Senyavin paused, and smiled beatifically out of the screen.
“Inmates. Today is a truly extraordinary day, a propitious day, a day that may well live in history. I want to share with you, with all of you, a few deep truths about our existence here on Russalka, a few revelations that I have recently been blessed by, and that will light all our paths in what must follow.” He clasped his hands together and continued. “I would like you all to ask yourselves a very important question: why are we here?”
“Because we got caught!” shouted one of the men who’d only recently been fighting. Those around him laughed, even those from the opposing gang.

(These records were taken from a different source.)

PR #362, opened 2020-04-14
chore: change plugin use of Unmarshal

noahdietz:
This changes the use of `Unmarshal` from the `CodeGeneratorRequest` to the general `proto.Unmarshal`. The former is removed in golang/protobuf v1.4.0 and it is breaking builds that are pulling this tool and latest golang/protobuf.


noahdietz:
> Does seem rather odd that this got removed in a minor release... Have you reached out to that team?

I haven't, I think I will, maybe I missed something though.

I don't mind doing the change though. Thanks for the review.

PR #363, opened 2020-04-14
bazel: use rules_go provided protobuf plugin dep

noahdietz:
Changes plugin `go_library` targets to use `rules_go`-provided protobuf plugin dependency. This gets ride of import shadowing warnings.

Also results from `bazel run //:gazelle`:
* adds the `util/cmd/release` and `util/cmd/license` packages to Bazel gazelle ignore list
* adds a `go_test` target to  internal/gensample/schema 
* removes grpc plugin form grpc_service_config go_proto_library target as it is unnecessary
* refactor some dep lists


noahdietz:
> Also this will transfer the "version ownership" from us to the rules_go and make it less flexible for us

Mmm good point. And as it stands, [rules_go is behind](https://github.com/bazelbuild/rules_go/blob/b64542950a81e86c37e6bc5335060b70c251cf5e/go/private/repositories.bzl#L129) on the version. Is it possible for me to provide the version of golang/protobuf with my own http_archive call that precedes ruels_go in my workspace? I'm afraid that if I do that, the patches executed by rules_go won't be executed and I won't be able to use the dependency. I just wanted to align this dependency with the "well known types" in rules_go...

“Why are we here on this world? Russalka got along perfectly well for untold millions of years all by itself. What did we bring? We brought ourselves. We brought filth. We brought evil. We have taken from this world, and we have given… nothing. Nothing but pollution and corruption and the cancer we call humanity. Oh, we speak of high aims and morality and such, but really, look at us. We are just a virus that spreads across planets. But, and here is the vital point, at least we are a virus that may recognise ourselves as such. I have a dream, a recurring dream. In it, I see us for what we are, a pestilence, and I see you, the inmates of this foul, pus-filled abscess it pleases us to call a correctional facility, as a particularly malignant strain.”
“Insane,” said Tasya.
Katya was watching Dr Durova. She was looking at the back of the governor’s head as if she could see within, to where twisting worms of madness were eating the governor’s mind. Katya knew the doctor was thinking of the Secor reports of clinical paranoia. Durova looked sideways at the security chief, but he was looking straight ahead, his astonishment at his senior officer’s speech apparent in his eyes.